It seems to me that the bible implies that the literal blood descendants of Jacob are still required to keep the law. 

This is because the council of Jerusalem explicitly states that the gentiles that there is no need for the Gentiles to follow the Mosaic Law. 

If the intended meaning was nobody need obey the law then we have a problem that this sentiment is not communicated in the passage in acts.


----------



## Taylor (Nov 12, 2018)

jubal said:


> This is because the council of Jerusalem explicitly states that the gentiles that there is no need for the Gentiles to follow the Mosaic Law.

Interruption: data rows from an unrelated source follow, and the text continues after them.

Issue #149, opened 2017-10-06
Strings::normalize() should normalize into UTF-8 NFC


jkuchar:
- bug report? no
- feature request? yes
- version: 2.4

### Description
There are [more ways](https://stackoverflow.com/a/7934397) how to save UTF-8 strings. This means that when one want to compare two strings it can be not that simple and intuitive.

```php
$char_A_ring = "\xC3\x85"; // Å 'LATIN CAPITAL LETTER A WITH RING ABOVE' (U+00C5)
$char_combining_ring_above = "A\xCC\x8A";  // Å 'COMBINING RING ABOVE' (U+030A)

assert(\Nette\Utils\Strings::compare($char_A_ring, $char_combining_ring_above)); //error
assert(\Nette\Utils\Strings::normalize($char_A_ring) === \Nette\Utils\Strings::normalize($char_combining_ring_above)); //error

assert($char_A_ring === $char_combining_ring_above);  //error
```
I would expect that when I do this after Strings::normalize() this would succeed, but it does not. I would expect to normalize everything into NFC or NFD (does not matter that much). Currently there is no guarantee that two same strings will be understood as the same.

jkuchar:
I would be happy to provide patch as this is very simple to implement with [intl extension](http://php.net/manual/en/normalizer.normalize.php).

dg:
So can you add `normalizeUtf8()` function and use it in `compare()`?

dg:
@jkuchar can this be closed now?

jkuchar:
Thanks for nice collaboration! :-)

PR #150, opened 2017-10-14
Strings: normalize strings into UTF-8 NFC

jkuchar:
- bug fix? no   
- new feature? yes
- BC break? yes

implementation of #149 

Before merge:
- [ ] decide what to do with compare/normalize [inconsistency](https://github.com/nette/utils/pull/150#discussion_r144794301)

### DIFF
--- a/composer.json
+++ b/composer.json
@@ -15,8 +15,7 @@
 		}
 	],
 	"require": {
-		"php": ">=7.0",
-		"ext-intl": "*"
+		"php": ">=7.0"
 	},
 	"require-dev": {
 		"nette/tester": "~2.0",
@@ -25,7 +24,7 @@
 	"suggest": {
 		"ext-iconv": "to use Strings::webalize() and toAscii()",
 		"ext-json": "to use Nette\\Utils\\Json",
-		"ext-intl": "for script transliteration in Strings::webalize() and toAscii()",
+		"ext-intl": "to use Strings::webalize(), toAscii(), normalize() and compare()",
 		"ext-mbstring": "to use Strings::lower() etc...",
 		"ext-xml": "to use Strings::length() etc. when mbstring is not available",
 		"ext-gd": "to use Image"
--- a/composer.json
+++ b/composer.json
@@ -15,7 +15,8 @@
 		}
 	],
 	"require": {
-		"php": ">=7.0"
+		"php": ">=7.0",
+		"ext-intl": "*"
 	},
 	"require-dev": {
 		"nette/tester": "~2.0",
--- a/src/Utils/Strings.php
+++ b/src/Utils/Strings.php
@@ -99,10 +99,13 @@ class Strings
 
 
 	/**
-	 * Removes special controls characters and normalizes line endings and spaces in UTF-8 string.
+	 * Removes special controls characters and normalizes line endings and converts to NFC form and spaces in UTF-8 string.
 	 */
 	public static function normalize(string $s): string
 	{
+		// normalize string into utf8 NFC form
+		$s = \Normalizer::normalize($s, \Normalizer::FORM_C);
+
 		$s = self::normalizeNewLines($s);
 
 		// remove control characters; leave \t + \n
@@ -265,6 +268,9 @@ class Strings
 	 */
 	public static function compare(string $left, string $right, int $len = null): bool
 	{
+		$left = \Normalizer::normalize($left, \Normalizer::FORM_D); // form NFD is faster
+		$right = \Normalizer::normalize($right, \Normalizer::FORM_D); // form NFD is faster
+
 		if ($len < 0) {
 			$left = self::substring($left, $len, -$len);
 			$right = self::substring($right, $len, -$len);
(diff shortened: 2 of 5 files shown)


composer.json
```diff
@@ -15,7 +15,8 @@
 		}
 	],
 	"require": {
-		"php": ">=7.0"
+		"php": ">=7.0",
+		"ext-intl": "*"
```
JanTvrdik: should probably remain only as suggested

src/Utils/Strings.php
```diff
@@ -99,10 +99,13 @@ public static function substring(string $s, int $start, int $length = null): str
 
 
 	/**
-	 * Removes special controls characters and normalizes line endings and spaces in UTF-8 string.
+	 * Removes special controls characters and normalizes line endings and converts to NFC form and spaces in UTF-8 string.
```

Not so fast, brother. Before you make such assertions about the_ conclusion_ of the Jerusalem Council, you really must pay careful attention to the triggering_ occasion_ of the Jerusalem Council. The occasioning assertion was not, "Gentiles must keep the Law of Moses," but, "Gentiles must keep the Law of Moses—at least as it regards circumcision—_or they cannot be saved_." There is a big difference between the two questions. The question is, "Must one become a Jew ceremonially before they can become a Christian?"_ That_ was the question being answered.

_Every_ Christian, no matter their lineage, is required to obey the Law—not for their salvation, but, just like Israel of old, because they are a redeemed people under the direct lordship of Christ.


----------



## jubal (Nov 12, 2018)

Taylor Sexton said:


> Not so fast, brother. Before you make such assertions about the_ conclusion_ of the Jerusalem Council, you really must pay careful attention to the triggering_ occasion_ of the Jerusalem Council. The occasioning assertion was not, "Gentiles must keep the Law of Moses," but, "Gentiles must keep the Law of Moses—at least as it regards circumcision—_or they cannot be saved_." There is a big difference between the two questions. The question is, "Must one become a Jew ceremonially before they can become a Christian?"_ That_ was the question being answered.
> 
> _[you]Every[/you]_ Christian, no matter their lineage, is required to obey the Law—not for their salvation, but, just like Israel of old, because they are a redeemed people under the direct lordship of Christ.



So you think we can't eat pork? 

There is a law that we all must keep, the problem seems to be the jews are special. 

Remember in the past a righteous gentile( such as Noah) did not have to keep the law of Moses. (Genisis 9 Noah can eat anything that moves.) 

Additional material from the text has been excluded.